Re: [RFC PATCH v3 0/3] Introduce BPF map tracing capability

From: Yonghong Song
Date: Thu Nov 04 2021 - 00:24:11 EST




On 11/3/21 10:49 AM, Alexei Starovoitov wrote:
On Wed, Nov 3, 2021 at 10:45 AM Joe Burton <jevburton.kernel@xxxxxxxxx> wrote:

Sort of - I hit issues when defining the function in the same
compilation unit as the call site. For example:

static noinline int bpf_array_map_trace_update(struct bpf_map *map,
void *key, void *value, u64 map_flags)

Not quite :)
You've had this issue because of 'static noinline'.
Just 'noinline' would not have such issues even in the same file.

This seems not true. With latest trunk clang,

[$ ~/tmp2] cat t.c
int __attribute__((noinline)) foo() { return 1; }
int bar() { return foo() + foo(); }
[$ ~/tmp2] clang -O2 -c t.c
[$ ~/tmp2] llvm-objdump -d t.o

t.o: file format elf64-x86-64

Disassembly of section .text:

0000000000000000 <foo>:
0: b8 01 00 00 00 movl $1, %eax
5: c3 retq
6: 66 2e 0f 1f 84 00 00 00 00 00 nopw %cs:(%rax,%rax)

0000000000000010 <bar>:
10: b8 02 00 00 00 movl $2, %eax
15: c3 retq
[$ ~/tmp2]

The compiler did the optimization and the original noinline function still in the binary.

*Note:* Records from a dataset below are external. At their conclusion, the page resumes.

PR #4795, opened 2020-10-28
NAS-105082 / 20.12 / NAS-105082

dszidi:
Dashboard global configuration (Widget visibility)


dkmullen (changes requested):
There seems to be a bug in the displaying of widgets. Once I added a pool, I couldn't reliably hide it, although it would disappear when I tried to hide another item, as if the show/hide function was working off an old list of items.

Also, if you want to make the slide-in display as one column, just a simple property addition...see inline comments

dkmullen (commented):
nice!

dkmullen (approved):

PR #4797, opened 2020-10-29
NAS-107751 / 20.12 / Nas 107751a

dkmullen:
Must be merged after https://github.com/freenas/webui/pull/4795
Moves config actions in General Settings dashboard into the new title area (created in the above PR)

### DIFF
--- a/package.json
+++ b/package.json
@@ -45,7 +45,7 @@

With a single foo() in bar() has the same effect.

asm("") indeed helped preserve the call.

[$ ~/tmp2] cat t.c
int __attribute__((noinline)) foo() { asm(""); return 1; }
int bar() { return foo() + foo(); }
[$ ~/tmp2] clang -O2 -c t.c
[$ ~/tmp2] llvm-objdump -d t.o

t.o: file format elf64-x86-64

Disassembly of section .text:

0000000000000000 <foo>:
0: b8 01 00 00 00 movl $1, %eax
5: c3 retq
6: 66 2e 0f 1f 84 00 00 00 00 00 nopw %cs:(%rax,%rax)

0000000000000010 <bar>:
10: 50 pushq %rax
11: e8 00 00 00 00 callq 0x16 <bar+0x6>
16: e8 00 00 00 00 callq 0x1b <bar+0xb>
1b: b8 02 00 00 00 movl $2, %eax
20: 59 popq %rcx
21: c3 retq
[$ ~/tmp2]

Note with asm(""), foo() is called twice, but the compiler optimization
knows foo()'s return value is 1 so it did calculation at compiler time,
assign the 2 to %eax and returns.

Having a single foo() in bar() has the same effect.

[$ ~/tmp2] cat t.c
int __attribute__((noinline)) foo() { return 1; }
int bar() { return foo(); }
[$ ~/tmp2] clang -O2 -c t.c
[$ ~/tmp2] llvm-objdump -d t.o

t.o: file format elf64-x86-64

Disassembly of section .text:

0000000000000000 <foo>:
0: b8 01 00 00 00 movl $1, %eax
5: c3 retq
6: 66 2e 0f 1f 84 00 00 00 00 00 nopw %cs:(%rax,%rax)

0000000000000010 <bar>:
10: b8 01 00 00 00 movl $1, %eax
15: c3 retq
[$ ~/tmp2]

I checked with a few llvm compiler engineers in Facebook.
They mentioned there is nothing preventing compiler from doing
optimization like poking inside the noinline function and doing
some optimization based on that knowledge.


Reminder: please don't top post and trim your replies.